● Assignment: Every line with "images" in it must be copied from the data.

● Data section:
Issue #580, opened 2020-09-27
TypeScript Plugin


dummdidumm:
The language-server has quite a few features by now. What's missing for the complete developer experience and intellisense though is crossing the boundaries of Svelte and JS/TS files. This can be achieved through a [TypeScript plugin](https://github.com/microsoft/TypeScript/wiki/Writing-a-Language-Service-Plugin). The following features would be cool to have:

- Rename variables in Svelte files, too, when renaming starts in a TS/JS file
- Go to Svelte definition/file from a TS/JS file
- Find references
- Better diagnostics (#550)

dummdidumm:
Dumping some thoughts:
- A TS plugin needs to be synchronous, meaning all methods like `getDiagnostics` need to be synchronous. This is not possible to do right now since we use `source-map` which asynchronously generates a `SourceMapConsumer`. So either we switch the library or we do some kind of "use latest processed if available"-logic. What we definitely cannot do is reuse the language server connection and do `requestX, await response`.
- Because we cannot use the language server like the LSP protocol intends. Maybe it's possible to make the TypeScriptPlugin from the language server available for direct use while making sure it uses the same instance as the LS.

pushkine:
Hey I worked on a proof of concept today 

https://user-images.githubusercontent.com/30108880/107896725-6e56d180-6f37-11eb-8ac9-fff759572208.mp4

https://github.com/pushkine/ts-plugin-svelte/

Beside obvious bugs where everything gets stale this doesn't yet work with Components, might be a conflict with `declare global module "*.svelte"` or some tweaking to do with `svelte2tsx`

Looks good to me though, what do you think ?

dummdidumm:
This is a nice POC!

I though about this topic a little more and here is my roadmap on how we could get to a plugin:
1. Create performance-tests (#676)
2. Replace async `source-map` with sync `sourcemap-codec` + own litte mapping function similar to how I did it in [this ESLint plugin PR](https://github.com/sveltejs/eslint-plugin-svelte3/pull/83). Optionally reuse that logic in that PR to simplify+fix our mapping logic (could solve #666)
3. Test if the changes in 2 did not hurt the performance using the tests implemented in 1. If there are no big performance hits, continue.
4. Make all TypeScriptPlugin function synchronous - should be easily doable then because the only reason it was asynchronous was because of `source-map`
[...]

PR #820, opened 2021-02-15
WIP synchronous mapping

dummdidumm:
This replaces asynchronous `source-map` with a synchronous mapping implementation using `sourcemap-codec`. According to the performance test there is no noticeable difference at file lenghts like these - `source-map` is better at really large files (thousands of lines), which is not the case for 99,9% of all Svelte files the user will edit with this. A further (according to tests not noticeable) performance improvment would be to return the decoded form of the source map from svelte2tsx (it used sourcemap-coded, too).

The mapping implementation could also serve as a reference implementation for synchronous source mapping for TS plugin (#580)

### DIFF
--- a/packages/language-server/package.json
+++ b/packages/language-server/package.json
@@ -53,6 +53,7 @@
         "prettier": "2.2.1",
         "prettier-plugin-svelte": "~2.1.0",
         "source-map": "^0.7.3",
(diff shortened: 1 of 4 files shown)


dummdidumm:
Mapping was replaced a while ago and is now synchronous

PR #830, opened 2021-02-20
add trace server setting

jasonlyu123:
https://code.visualstudio.com/api/language-extensions/language-server-extension-guide#logging-support-for-language-server


dummdidumm:
This works without a dedicated setting by modifying the settings JSON file, but I think it's a good idea to make it visible through the settings UI 👍

Issue #834, opened 2021-02-21
Multiple slot prop declarations cause errors


brunnerh:
**Describe the bug**
Declaring multiple slot props causes errors even though the code is valid.

**To Reproduce**

`Component.svelte`
```svelte
<script type="text/typescript">
	export let items: string[] = [];
</script>

{#each items as value, index}
	<slot name="item" {value} {index}/>
{/each}
```

`App.svelte`
```svelte
<script type="text/typescript">
	import Component from './Component.svelte';
</script>

<Component items={['hello', 'world']}>
	<div slot="item" let:index let:value> <!-- Errors here -->
		{index}: {value}
	</div>
</Component>
```

Error on the `l` of `let:value`:

> Property destructuring pattern expected. ts(1180)

Error on the `e` of `let:value` (possibly just a result of the first):

> 'value' is declared but its value is never read. ts(6133)
> '}' expected. ts(1005)

When not using TypeScript there seem to be equivalent JS errors.

**Expected behavior**
No errors.

**Screenshots**

![image](https://user-images.githubusercontent.com/834235/108622836-bdbb6700-743b-11eb-92e3-cda641022a89.png)

**System (please complete the following information):**
 - OS: Windows 10 64bit
 - IDE: VSCode
 - Plugin/Package: Svelte for VSCode

PR #835, opened 2021-02-21
(fix) correct multiple slot let transformation

dummdidumm:
Parantheses are important..
#834


brunnerh:
@dummdidumm Thank you for all your work on this!

Issue #838, opened 2021-02-21
svelte-check --watch doesn't account for changes in helpers imported from *.ts files


non25:
Hi.
First of all, thanks for the tools.
I like workflow with `svelte-check --watch`.
No annoying stuff in the editor while I'm typing, but helpful information when I'm done and saved.

**Issue**

When I change a function imported in svelte component from a `*.ts` file, and then save the component to trigger diagnostics it will act like `*.ts` file has never changed, thus making watch mode deceiving and not really helpful.

Here's repro branch: https://github.com/non25/svelte-template-webpack/tree/svelte-check-watch-repro

To reproduce on your machine:

1. Download it with degit: `npx degit non25/svelte-template-webpack#svelte-check-watch-repro repro`
2. Install stuff like you always do
3. Launch `svelte-check` watch mode: `npm run validate` or `yarn validate`
4. Edit `src/helper.ts`, change argument type from `string` to a `number`
5. Add spaces or make other edits to `src/App.svelte`
6. See that `svelte-check` emits no errors, despite code is broken now
7. Edit `src/App.svelte`, change `helper(name)` to `helper(1)`
8. See that `svelte-check` outputs: `Error: Argument of type 'number' is not assignable to parameter of type 'string'`

PR #839, opened 2021-02-22
(fix) svelte-check: watch (d.)ts/js files

dummdidumm:
#838


non25:
Cool, I tested it and looks like I don't even need to make changes to dependend svelte file to know that I made a little uwu. :grin: 
Will edit here if I notice something unusual.
Thank you.

PR #842, opened 2021-02-24
Typescript Language Plugin

pushkine:
This TSPlugin injects arbitrary languages to the list of files the real TS Language Server supports, when a file of that language is requested it simply transforms its cached contents into another language that TS natively understands (TSX in our case), and maps LanguageService requests back to the source when returning results.

This implementation edits the cached files content back and forth between languages on the fly, svelte essentially becomes tsx in the eyes of the ts language server. Benefits include refactoring, rename, codelens, references, imports, autocomplete and so on...

(WIP) Need to change how things are mapped in svelte2tsx, will submit a PR once #864 is resolved

## Todo
- [ ] Write a short breakdown of what's going on, list mutated parts of the internal API
- [ ] Write tests

### DIFF
--- a/packages/svelte-vscode/package.json
+++ b/packages/svelte-vscode/package.json
@@ -495,9 +495,9 @@
         ],
         "typescriptServerPlugins": [
             {
-                "name": "ts-plugin-svelte",
+                "name": "typescript-svelte-plugin",
                 "enableForWorkspaceTypeScriptVersions": true,
-                "path": "../ts-plugin-svelte",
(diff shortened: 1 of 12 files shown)


dummdidumm:
I created #978 which takes a different approach which is not that deeply integrated with the TS plugin. This has the advantage of not patching that many private APIs and having more control of the process. The only drawback is that Svelte file changes need to be saved to disk in order to get noticed, which is okay to me. Later on we could investigate a more deep integration if needed.

PR #321, opened 2019-12-12
Add listenablefuture dependency to retrofit project

pkoenig10:
## Before this PR
The retrofit API project does not include a dependency on Guava when using `ListenableFuture`. This will become more problematic once `ListenableFuture` is the default (see palantir/conjure-java#641).

## After this PR
The retrofit API project includes a dependency on Guava.

### DIFF
--- a/changelog/@unreleased/pr-321.v2.yml
+++ b/changelog/@unreleased/pr-321.v2.yml
@@ -1,0 +1,5 @@
+type: improvement
+improvement:
+  description: Retrofit API projects now include a dependency on Guava.
+  links:
+  - https://github.com/palantir/gradle-conjure/pull/321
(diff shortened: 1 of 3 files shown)


pkoenig10:
@iamdanfox @robert3005 can I get a review?

carterkozak:
I wonder if we should add a dependency on the minimal listenablefuture library instead, guava depends on a “999” versioned empty jar in order to resolve to guava when guava is available.
This way we don’t add a guava dependency to projects which don’t already have one.

carterkozak:
I think I sent you down the wrong path here, sorry! When we pull this into a project with newer guava, the listenablefuture library is upgraded to one that doesn't provide the right dependencies.
I think listenablefuture 999* should depend on guava (circular dependency) to resolve this case automatically, but that's not currently the case.
Sorry for the runaround.

carterkozak:
lgtm, thanks! :+1:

● Task answer:
https://user-images.githubusercontent.com/30108880/107896725-6e56d180-6f37-11eb-8ac9-fff759572208.mp4
![image](https://user-images.githubusercontent.com/834235/108622836-bdbb6700-743b-11eb-92e3-cda641022a89.png)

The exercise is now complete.